[Source data]
* * * * * * * * *

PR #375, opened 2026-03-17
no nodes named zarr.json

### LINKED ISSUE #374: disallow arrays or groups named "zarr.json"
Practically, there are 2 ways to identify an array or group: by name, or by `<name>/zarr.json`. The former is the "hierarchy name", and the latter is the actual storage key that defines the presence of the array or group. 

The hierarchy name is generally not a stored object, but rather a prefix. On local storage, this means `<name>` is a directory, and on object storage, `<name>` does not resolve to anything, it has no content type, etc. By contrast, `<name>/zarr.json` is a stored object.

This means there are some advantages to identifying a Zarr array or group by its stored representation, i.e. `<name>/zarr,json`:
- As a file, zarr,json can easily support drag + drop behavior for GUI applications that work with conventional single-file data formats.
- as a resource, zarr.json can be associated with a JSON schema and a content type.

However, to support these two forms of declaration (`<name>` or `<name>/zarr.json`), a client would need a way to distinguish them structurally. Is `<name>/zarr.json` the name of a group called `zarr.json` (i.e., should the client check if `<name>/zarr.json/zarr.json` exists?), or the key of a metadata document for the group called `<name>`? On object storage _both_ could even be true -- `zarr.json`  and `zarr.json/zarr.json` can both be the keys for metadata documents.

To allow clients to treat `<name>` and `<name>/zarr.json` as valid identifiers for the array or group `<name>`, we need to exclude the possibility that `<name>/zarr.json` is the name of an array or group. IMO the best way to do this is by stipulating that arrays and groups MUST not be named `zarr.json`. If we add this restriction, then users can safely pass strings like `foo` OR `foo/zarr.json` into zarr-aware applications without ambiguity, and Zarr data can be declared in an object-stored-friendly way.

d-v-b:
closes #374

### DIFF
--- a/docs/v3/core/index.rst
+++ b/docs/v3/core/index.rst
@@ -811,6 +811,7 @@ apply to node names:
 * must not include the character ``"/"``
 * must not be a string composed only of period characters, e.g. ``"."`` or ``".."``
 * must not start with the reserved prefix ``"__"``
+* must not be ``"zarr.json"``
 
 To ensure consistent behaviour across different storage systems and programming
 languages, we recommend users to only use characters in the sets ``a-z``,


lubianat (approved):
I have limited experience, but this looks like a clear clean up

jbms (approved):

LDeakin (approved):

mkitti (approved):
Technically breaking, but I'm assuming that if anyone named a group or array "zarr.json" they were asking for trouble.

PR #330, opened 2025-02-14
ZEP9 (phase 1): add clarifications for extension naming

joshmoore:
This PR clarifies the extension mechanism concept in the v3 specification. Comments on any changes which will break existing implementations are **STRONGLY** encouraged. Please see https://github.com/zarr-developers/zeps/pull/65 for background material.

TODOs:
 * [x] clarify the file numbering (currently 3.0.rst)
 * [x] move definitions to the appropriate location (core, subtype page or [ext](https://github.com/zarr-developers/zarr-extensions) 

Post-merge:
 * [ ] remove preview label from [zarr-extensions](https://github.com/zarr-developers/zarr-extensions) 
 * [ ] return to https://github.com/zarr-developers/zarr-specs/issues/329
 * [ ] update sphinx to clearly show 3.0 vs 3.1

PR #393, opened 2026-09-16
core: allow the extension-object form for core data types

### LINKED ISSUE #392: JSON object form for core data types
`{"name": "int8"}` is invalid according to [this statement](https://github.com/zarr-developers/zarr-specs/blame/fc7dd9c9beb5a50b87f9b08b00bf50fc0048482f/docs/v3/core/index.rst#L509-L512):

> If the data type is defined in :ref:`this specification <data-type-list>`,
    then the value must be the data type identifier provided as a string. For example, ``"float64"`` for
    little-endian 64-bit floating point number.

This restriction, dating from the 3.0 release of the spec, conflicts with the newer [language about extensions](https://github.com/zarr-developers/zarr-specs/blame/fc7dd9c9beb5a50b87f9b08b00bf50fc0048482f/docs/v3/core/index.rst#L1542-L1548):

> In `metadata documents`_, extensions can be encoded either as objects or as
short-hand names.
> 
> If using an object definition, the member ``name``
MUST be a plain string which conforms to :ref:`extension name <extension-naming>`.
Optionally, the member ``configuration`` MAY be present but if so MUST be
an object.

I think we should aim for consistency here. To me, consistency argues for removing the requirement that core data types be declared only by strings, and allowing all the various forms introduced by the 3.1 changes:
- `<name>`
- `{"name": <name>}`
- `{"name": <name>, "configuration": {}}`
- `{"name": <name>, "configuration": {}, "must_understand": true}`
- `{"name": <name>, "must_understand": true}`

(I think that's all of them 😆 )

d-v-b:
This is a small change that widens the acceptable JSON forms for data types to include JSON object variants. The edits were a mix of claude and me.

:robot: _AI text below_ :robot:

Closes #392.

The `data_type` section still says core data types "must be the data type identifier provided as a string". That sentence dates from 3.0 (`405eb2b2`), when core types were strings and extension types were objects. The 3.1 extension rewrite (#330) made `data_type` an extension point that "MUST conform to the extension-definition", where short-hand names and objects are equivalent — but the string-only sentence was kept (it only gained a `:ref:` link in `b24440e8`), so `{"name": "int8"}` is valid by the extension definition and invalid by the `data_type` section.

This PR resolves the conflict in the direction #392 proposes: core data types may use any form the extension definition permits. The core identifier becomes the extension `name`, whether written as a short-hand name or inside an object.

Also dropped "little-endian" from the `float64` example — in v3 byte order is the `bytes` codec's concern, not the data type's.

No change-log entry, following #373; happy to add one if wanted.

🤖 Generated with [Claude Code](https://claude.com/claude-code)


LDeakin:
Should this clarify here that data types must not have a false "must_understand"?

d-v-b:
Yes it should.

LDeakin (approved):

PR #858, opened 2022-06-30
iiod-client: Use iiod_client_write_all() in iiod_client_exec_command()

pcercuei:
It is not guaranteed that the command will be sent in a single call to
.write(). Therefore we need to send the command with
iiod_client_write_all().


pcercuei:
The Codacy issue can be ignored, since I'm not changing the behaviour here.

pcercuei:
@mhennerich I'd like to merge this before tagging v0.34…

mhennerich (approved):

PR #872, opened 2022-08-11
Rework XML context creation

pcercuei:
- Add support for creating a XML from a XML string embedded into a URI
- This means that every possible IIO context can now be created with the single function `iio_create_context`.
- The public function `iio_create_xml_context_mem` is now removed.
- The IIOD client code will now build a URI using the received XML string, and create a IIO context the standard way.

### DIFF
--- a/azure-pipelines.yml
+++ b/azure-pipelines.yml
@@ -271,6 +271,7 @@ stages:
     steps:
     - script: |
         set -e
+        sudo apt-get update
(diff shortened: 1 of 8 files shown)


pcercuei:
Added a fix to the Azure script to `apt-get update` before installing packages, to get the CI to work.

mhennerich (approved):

* * * * * * * * *

[What you should do]
From the line holding "- The public" to the last line of the entries above, restate each line exactly; include both ends and omit everything else.

[Answer space]
- The public function `iio_create_xml_context_mem` is now removed.
- The IIOD client code will now build a URI using the received XML string, and create a IIO context the standard way.

### DIFF
--- a/azure-pipelines.yml
+++ b/azure-pipelines.yml
@@ -271,6 +271,7 @@ stages:
     steps:
     - script: |
         set -e
+        sudo apt-get update
(diff shortened: 1 of 8 files shown)


pcercuei:
Added a fix to the Azure script to `apt-get update` before installing packages, to get the CI to work.

mhennerich (approved):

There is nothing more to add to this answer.